Every winter, when Oregon is a drippy, dark, freezing mess, I like to head to a warmer, brighter place for a couple weeks. Seasonal affective disorder therapy. Change of scenery. Ideally, I'm off grid for most of that time. No ringing and dinging. Just light, breathing room, and creative space. It does the spirit good - and when I get home, I can channel all that energy and creative juju into new projects.
This year, we did a little Pacific Rim tour - Korea and Australia. I grew up in Korea, so it was fun to show my partner around Seoul. Australia was uncharted territory for both of us. We explored the southeast and spent a few days in Tasmania. It's wacky to look south from there, to know that Antarctica is just a quick flight over the water. It's also lovely to look north, to imagine the rest of the world stretching away beyond the horizon.
I feel strongly that photography is less about what we photograph and more about how we do it. The things, subjects, and scenes matter less than our treatment of them, you know? It's especially easy to forget this when traveling, I think. It's easy to spot novel things and snap pictures without considering light, mood, emotion, or meaning. Pictures that simply show what something looks like are a dime a dozen, though. So, even if we're only in a place for a short time, it's essential to dig deeper, to look for "what else" is there, as Minor White would have said. Sure, it's a painting hanging over a couch in a historic home - but what else is there?

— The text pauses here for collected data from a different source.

PR #3805, opened 2022-12-14
Improve instructions for editing changenotes

ChrisBAshton:
1. Expand on the Whitehall instructions. Though we shouldn't have to do this ourselves anymore, it's useful to know the feature exists.
2. Add Content Publisher instructions. It's not immediately clear that 'change notes' are a concept that exist in multiple publishing apps, so this serves as a useful reminder of that.
3. Frontload the warning about not making changes directly in Publishing API unless absolutely necessary. It's arguable that we should remove this section entirely, but it seems useful to know about the two different approaches to editing changenotes within Publishing API.

### DIFF
--- a/source/manual/howto-modify-change-note.html.md.erb
+++ b/source/manual/howto-modify-change-note.html.md.erb
@@ -10,8 +10,8 @@ Spelling mistakes can creep into [change notes](https://www.gov.uk/guidance/cont
 
 ## Whitehall
 
-Whitehall supports modifying change notes directly from the UI, though the feature is somewhat hidden from publishers.
-The publisher can modify the change note themselves by:
+Whitehall supports modifying change notes directly from the UI. The feature is hidden from publishers, but available to anyone with `GDS Admin` permissions.
+Content 2nd Line can modify the change note themselves by:
 
 * Appending `/change_notes` to the URL of the admin screen, so that the URL looks something like:
   `https://whitehall-admin.publishing.service.gov.uk/government/admin/editions/<edition-id>/change_notes`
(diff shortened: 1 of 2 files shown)


source/manual/howto-modify-change-note.html.md.erb
```diff
@@ -1,53 +1,43 @@
...
 parent: "/manual.html"
 ---
 
-Spelling mistakes can creep into [change notes](https://www.gov.uk/guidance/content-design/writing-for-gov-uk#change-notes), and we are often asked to correct them. The instructions below cover doing this task in the Publishing API and in Whitehall - if your change note lives in Whitehall and is updated in the Publishing API it could be overwritten later.
+Spelling mistakes can creep into [change notes](https://www.gov.uk/guidance/content-design/writing-for-gov-uk#change-notes), and we are often asked to correct them. The instructions below cover doing this task in Whitehall, Content Publisher and Publishing API.
 
 ## Whitehall
 
-To modify a change note in Whitehall, visit the following URL, replacing `<edition-id>` with the ID of the edition:
+Whitehall supports modifying change notes directly from the UI, though the feature is somewhat hidden from publishers.
```
brucebolt, line 13:
```suggestion
Whitehall supports modifying change notes directly from the UI. The feature is hidden from publishers, but visible to anyone with `GDS Admin` permissions.
```

source/manual/howto-modify-change-note.html.md.erb
```diff
@@ -1,53 +1,43 @@
...
+The publisher can modify the change note themselves by:
```
brucebolt, line 14:
```suggestion
Content 2nd Line can modify the change note themselves by:
```

brucebolt (approved):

The first time I made the image at the top of this post, I just photographed the reflection of the light on the frame. On my second pass through the room, I noticed my silhouette in the glass and realized that was the stronger shot. It captured a little more of the "what else" - especially because the volunteer guide started chatting about ghost sightings just after I made it.

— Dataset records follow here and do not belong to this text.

PR #3809, opened 2022-12-19
Create new "Role specific policies" section

ChrisBAshton:
We have a few special rules depending on the role of the person on 2nd line. It seems helpful to consolidate them into their own section, and link to the new-and-improved flow diagram.

This PR also clarifies that apprentices should only be given Production Deploy access.


leenagupte (approved):
👍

Now that I'm home, I'm sorting through my images with "what else" in mind. It's a great way to edit. Is this too straightforward, too guidebook-like? Does this have a sense of mystery about it? Does it go deeper than the surface level? Does it pull at the heartstrings? If so, it's worth a more serious look. If not, I take a breath and let it go. Sometimes, that means I have to "kill a darling," but it's worth it for a stronger overall body of work. It's worth it to have a collection of images that really means something, instead of a collection that's watered down by images I'm trying to convince myself about. Shoot passionately, edit ruthlessly! It's the advice I always give myself - and it has served me well.